In this case, the prompt is tweaked to instruct the LLM to return only the word true if the outputs are semantically equivalent and only return the word false if they are not. This now makes the output deterministic, and we can then convert the text result to a boolean value and assert on it in a unit test.
We can now run a series of manual tests with known inputs, use human-in-the-loop (a new, fancy expression for getting people to check the output of an LLM) to validate the results, and then feed those known inputs and human-validated output into our unit tests.
LLM selection, system prompts, and other tips
Just like building AI apps, we need to put some thought into the AI setup for our unit tests as well. Here are some tips to try; you will need to try these and iterate, and like LLMs, even these tips are non-deterministic!
LLM selection
What LLM should we use for our unit tests? This is the time to use the best LLM you can. Ideally, you will run the unit test less often than your production code, so using a more expensive LLM will give you better test results at hopefully not too high a cost. Leverage these tests to validate if you can move to a cheaper LLM, and use the best LLM to ensure your validations are optimal.
You can also use multiple LLMs as a means of cross-checking. For example, use GPT-4o in your app and Claude and Gemini in your unit tests to validate the outputs. Then, depending on your scenario, you can fail the test if one LLM reports a fail or only if both report a fail.
System prompt
In the example above, the guidance on what to return was provided in the main prompt for illustration purposes. Ideally, you should embed all this in the system prompt. Put some time into building out a system prompt that not only forces the results to be true or false - or whatever you need for a deterministic output. Also, guidance should be provided to ensure the comparison between expected and actual data is valid. If you have non-standard terms that mean the same thing, provide this information to the system prompt.

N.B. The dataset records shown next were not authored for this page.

PR #2741, opened 2021-07-06
[cleanup] Remove py2-only code

dannysepler:
- All py3 classes inherit from `object` by default
  - scripted via: `find . -name "*.py" -type f | xargs sed -i -e 's/(object)//g'`
- `# -*- coding: utf-8 -*-` happens by default
  - scripted via:  `find . -name "*.py" -type f | xargs sed -i -e '/coding: utf-8/d'`
- Remove py2-only if statements


stevenbird:
@dannysepler – thank you!

PR #2743, opened 2021-07-07
Pytest-ify a few more tests

dannysepler:


nltk/test/unit/test_json2csv_corpus.py
```diff
@@ -9,223 +9,199 @@
...
+
+subdir = Path(__file__).parent / 'files'
+
+@pytest.fixture
+def infile():
+    with open(twitter_samples.abspath("tweets.20150430-223406.json")) as infile:
+        return [next(infile) for x in range(100)]
+
+
+def test_textoutput(tmp_path, infile):
```
dannysepler, line 35: used the [tmp_path](https://docs.pytest.org/en/6.2.x/tmpdir.html) fixture instead of TemporaryDirectory. a lot of the subsequent cleanup is to this file from using pathlib functions

stevenbird:
Thanks @dannysepler... really great to have all these clean ups.

PR #2746, opened 2021-07-10
Check out this file and Create WSD_LeskUpgrade.py

DASHANANT:
This is upgradation of standard Lesk Algorithm For Word sense Disambiguation


stevenbird:
I'm sorry @DASHANANT... in the case of established methods we are only taking bug fixes.

DASHANANT:
Okay , but is it working correctly?

Issue #2749, opened 2021-07-21
travis-ci.org no longer runs builds


purificant:
![travis_ci_org_eol](https://user-images.githubusercontent.com/4669013/126481562-e9d7475f-3c1f-499c-9416-c04b8514d793.png)
The above message is currently displayed on https://travis-ci.org/github/nltk/nltk

travis-ci.org no longer runs ci pipeline for nltk, they suggest migrating to travis-ci.com
At the time of writing there are no CI builds running for latest pull requests and merges.

Possible courses of action:
1. Migrate from travis-ci.org to travis-ci.com
2. Use github actions to run CI pipeline and builds

tomaarsen:
Continuous Integration is now handled through GitHub Actions instead of Travis CI.

Issue #2744, opened 2021-07-07
Add pre-commit hooks?


dannysepler:
Generally curious if we've given thought into this. A lot of repos are now using pre-commit hooks to keep code nice and consistent.

- We could dip our toes in the water with some of these https://github.com/pre-commit/pre-commit-hooks -- they generally don't change the code much

The following two are noisier to set up but I really like them both:
- [Pyupgrade](https://github.com/asottile/pyupgrade/)
- [isort](https://github.com/PyCQA/isort/issues)

iliakur:
I'm in favor, especially for auto-formatting like `isort` and `black`. I haven't used `pyupgrade`, can't say if its noisiness is worth it.

I think if you search the google group there's a thread about this as well.

tomaarsen:
I've personally used this as well, and support the inclusion of this in NLTK. In particular I like the idea of an auto-formatter, but If that's a bridge too far (for now?), then I can recommend the `trailing-whitespace` trimmer from https://github.com/pre-commit/pre-commit-hooks.

dannysepler:
thanks both! i see the [relevant post](https://groups.google.com/g/nltk-dev/c/G7Iz-bjWtqk/m/DMw58fQqAQAJ) in the google group but do not have permissions to post to it?

i agree with your point, Tom. We can start with lighter ones like `trailing-whitespace` and perhaps also `end-of-file-fixer`, document how to do pre-commit stuff for contributors, and then do a noisier one if it goes okay?

stevenbird:
@iliakur would you be interested in managing this? What permissions would you need?

iliakur:
I'm interested, but wary of the commitment. My first-born is 3 weeks old and I won't be able to reliably find time to look into this for a few more weeks, maybe even more.

stevenbird:
@dannysepler I like your suggestion

PR #2750, opened 2021-07-21
implement continuous integration pipeline based on github actions

purificant:
This PR implements CI pipeline based on Github Actions. It is intended to supplement and possibly replace existing Travis integration that is not working at the moment, see https://github.com/nltk/nltk/issues/2749 for details.

Notable differences from Travis:
- faster runtime
- caches nltk_data directory saving gigabytes of downloads on every run
- caches python dependencies
- unifies pipeline package dependencies into a single requirements file instead of specifying them in multiple config files
- runs tests in parallel using number of workers based on available cpu cores
- runs tests on macos in addition to linux

Possible future work that can build on this:
- run tests on windows
- automate code linting with black / pylint
- test third party dependencies: stanford nlp / parser / postagger

### DIFF
--- a/.github/workflows/ci.yaml
+++ b/.github/workflows/ci.yaml
@@ -1,0 +1,60 @@
+name: ci-workflow
+# run workflow for these events
+on: [push, pull_request, workflow_dispatch]
+
+jobs:
+  cache_nltk_data:
+    name: cache nltk_data
+    runs-on: ubuntu-latest
+    steps:
+      - name: Checkout code
+        uses: actions/checkout@v2
+
+      - name: Cache nltk data
+        uses: actions/cache@v2
+        with:
+          path: ~/nltk_data
+          key: nltk_data
+
+      - name: Download nltk data packages
+        run: |
+          pip install regex # dependencies needed to download nltk data
+          python -c "import nltk; nltk.download('all')"
+        shell: bash
+
+  test:
+    name: Python ${{ matrix.python-version }} on ${{ matrix.os }}
+    needs: cache_nltk_data
+    strategy:
+      matrix:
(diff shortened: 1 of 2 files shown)


.github/workflows/ci.yaml
```diff
@@ -0,0 +1,40 @@
...
+        with:
+          path: ~/nltk_data
+          key: nltk_data
+
+      - name: Download nltk data packages
+        run: python -c "import nltk; nltk.download('all')"
+        shell: bash
+
+      - name: Run pytest
+        run: pytest
```
dannysepler: can you change this to `pytest nltk/test`? for some reason that catches both doctests and unit tests, whereas running this way only catches unit tests

dannysepler:
so cool! i was wondering how to make the CI faster

if we were gonna do black, another route could be via [pre-commit](https://github.com/nltk/nltk/issues/2744) so that it's automatic

.github/workflows/ci.yaml
purificant: Good call

Running `pytest` will use a different root directory for running tests and will not include configuration from `pytest.ini` which is what allows doctests to run when using `pytest nltk/test`. I was originally going to leave doctests as an item for future work but have now implemented running doctests in the current version of this PR.

Also added caching for python dependencies and added parallel execution for tests.

stevenbird:
Thanks @purificant and @dannysepler. Maintaining our CI has been an ongoing hassle, so I'm excited that there may be a way to do it within github itself

.github/workflows/ci.yaml
dannysepler: So awesome! Great job

purificant: Thanks! :heart:

PR #2753, opened 2021-07-24
Initial pre-commit hooks and documentation

dannysepler:
Closes https://github.com/nltk/nltk/issues/2744

I'd like to try a few simple pre-commit hooks with some documentation, see if it goes okay, and then add more

PR #2754, opened 2021-07-25
revert whitespace changes that affected tests

purificant:
https://github.com/nltk/nltk/pull/2753 had an unfortunate side effect on a few tests, this is due to test code expecting files on disk to be formatted in a specific way. As a workaround, this PR reverts white space changes to test data files in order for tests to pass.

More details here: https://github.com/nltk/nltk/actions/runs/1063540909


dannysepler:
Oh man. Thanks. I'm a little iffy on this since the CSV files will just get the white space removed next time they're edited. I may look into making the test itself better

purificant:
@dannysepler Yeah, this is a workaround to make CI build green. It may be possible that a smaller diff is sufficient to pass the tests, or that some other change like a different data format for test data files can resolve this, or changing the nature of the tests themselves.

PR #2756, opened 2021-07-25
cache improvements, enable gensim tests, more verbose test output for skipped and failed tests

purificant:
A few small updates to Github Actions CI:

- enable more verbose output for skipped and failed tests with `pytest -rsx`, this is useful when a test is skipped due to a missing dependency or third party package
- enable test that requires gensim package
- skip cache regeneration step on cache hit, this further speeds up the build with warm cache


stevenbird:
Excellent!

PR #2761, opened 2021-07-28
Replaced Travis info with GitHub Actions info in CONTRIBUTING.md

tomaarsen:
Documents changes from #2750.

---

Hello!

### Pull request overview
* Replaced explanation of `.travis.yml` with a short overview of `.github/workflows/ci.yaml`, mentions deprecation of Travis as our CI server.

---

### Note
The CI workflow provided by @purificant runs tests on all *officially supported* versions of Python, i.e. (currently) 3.6, 3.7, 3.8 and 3.9. However, this clashes with our `setup.py` and our `tox.ini`, both of which still mention support for 3.5.

We need to make a call. Some options are:
* We drop 3.5 support. This would be in accordance to the recommendation by the Python team to update away from 3.5.
* We keep 3.5 support, allowing developers to make their own call on which version they use, even when that choice counters the advise from the Python team.

I'm personally very much in favour of the first option. I'd like some feedback on that. I should have some time to work on whichever option is preferred, but the current situation of *"Our setup.py supports Python 3.5, but we don't run tests for it"* is definitely not going to work.

- Tom Aarsen

### DIFF
--- a/CONTRIBUTING.md
+++ b/CONTRIBUTING.md
@@ -158,19 +158,19 @@ NLTK uses [GitHub Actions](https://github.com/nltk/nltk/actions) for continuous 
 The [`.github/workflows/ci.yaml`](https://github.com/nltk/nltk/blob/develop/.github/workflows/ci.yaml) file configures the CI:
 
  - `on:` section
-   - Ensures that this CI is run on code pushes, pull request, or through the GitHub website via a button.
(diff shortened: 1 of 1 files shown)


stevenbird:
@tomaarsen yes it's time to drop Python 3.5 support

purificant (approved):

stevenbird:
Thanks @tomaarsen, @purificant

Run the check multiple times
Despite all your best system prompts, sometimes the LLM just does its own thing. You can ask it only to return true or false, and get a response like:
Sure, I’ll only return true
true.
The workaround for this is if you cannot parse the response into the format needed, then re-run the test a few times until it does. If you still don’t get a good result after 3-5 attempts, fail the test, but log all the responses! Logging these will help you adjust the system prompt to avoid this happening again.

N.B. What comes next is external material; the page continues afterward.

PR #2763, opened 2021-07-28
Fixed large error in METEOR score, see #2751

### LINKED ISSUE #2729: Meteor unmatched-lists calculation
Hi,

You can also run multiple times, even if the response is as expected, as extra validation to reduce any randomness in the responses. Then, depending on your scenario, pass the test if all attempts pass, or a majority, or even if it passes just once.
Get the temperature right
When calling an LLM, there is a temperature setting that adjusts the output from predictable to creative. For boring things like “Convert this table to JSON,” you want the temperature way down to get predictable output. You want to turn this up for more creative tasks like help writing a story.

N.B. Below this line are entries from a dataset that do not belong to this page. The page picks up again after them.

Issue #2735, opened 2021-06-22
Importing words throws numpy deprecation warning


ihawn:
Warning: 

DeprecationWarning: `np.float` is a deprecated alias for the builtin `float`. To silence this warning, use `float` by itself. Doing this will not modify any behavior and is safe. If you specifically wanted the numpy scalar type, use `np.float64` here.
Deprecated in NumPy 1.20; for more details and guidance: https://numpy.org/devdocs/release/1.20.0-notes.html#deprecations
  max_n_alphas=1000, n_jobs=None, eps=np.finfo(np.float).eps

tomaarsen:
NLTK does not use `np.float` directly, only `np.float32` and `np.float64`. 
It seems your warning came from scikit-learn, as `max_n_alphas=1000, n_jobs=None, eps=np.finfo(np.float).eps` can be found [here](https://github.com/scikit-learn/scikit-learn/blob/0fb307bf39bbdacd6ed713c00724f8f871d60370/sklearn/linear_model/_least_angle.py#L1379) in that repo.

purificant:
I wonder if `gaac.py` line 51 could be the culprit

PR #2765, opened 2021-07-28
resolve numpy deprecation warning about numpy.float alias

purificant:
This PR replaces single use of a deprecated numpy alias with an identical equivalent.

Steps to reproduce:
```python
>>> import numpy
>>> numpy.float
<stdin>:1: DeprecationWarning: `np.float` is a deprecated alias for the builtin `float`. To silence this warning, use `float` by itself. Doing this will not modify any behavior and is safe. If you specifically wanted the numpy scalar type, use `np.float64` here.
Deprecated in NumPy 1.20; for more details and guidance: https://numpy.org/devdocs/release/1.20.0-notes.html#deprecations
```
I spotted this code when looking at https://github.com/nltk/nltk/issues/2735, thanks @ihawn
Details: https://numpy.org/devdocs/release/1.20.0-notes.html#deprecations

### DIFF
--- a/nltk/cluster/gaac.py
+++ b/nltk/cluster/gaac.py
@@ -48,7 +48,7 @@ class GAAClusterer(VectorSpaceClusterer):
 
         # construct the similarity matrix
         dims = (N, N)
-        dist = numpy.ones(dims, dtype=numpy.float) * numpy.inf
+        dist = numpy.ones(dims, dtype=float) * numpy.inf
         for i in range(N):
             for j in range(i + 1, N):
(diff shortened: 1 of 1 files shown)


tomaarsen:
Oh, apologies, I found no cases of `np.float`, not realising that it might also have been used under `numpy.float`.

tomaarsen (approved):

purificant:
@tomaarsen I believe you are right regarding https://github.com/nltk/nltk/issues/2735, that it's an issue with another package
This PR is to fix an unrelated instance that I noticed, which should be the last deprecated use in nltk codebase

When unit testing, we want to be boring and predictable, so we keep this down. Most LLMs have a temperature range of 0-1, and some have 0-2, with lower numbers giving more predictability. Try your unit tests with lower temperatures to get the results you need.
Conclusion
Despite the challenges of the non-deterministic nature of LLMs, as an AI engineer, you can still automate the testing of your AI apps by leveraging LLMs to validate your tests. Despite the amount of work to get this set up–multiple iterations of choosing the LLM, tweaking the system prompt and the like, the results are well worth it to have improved confidence in the quality of your code.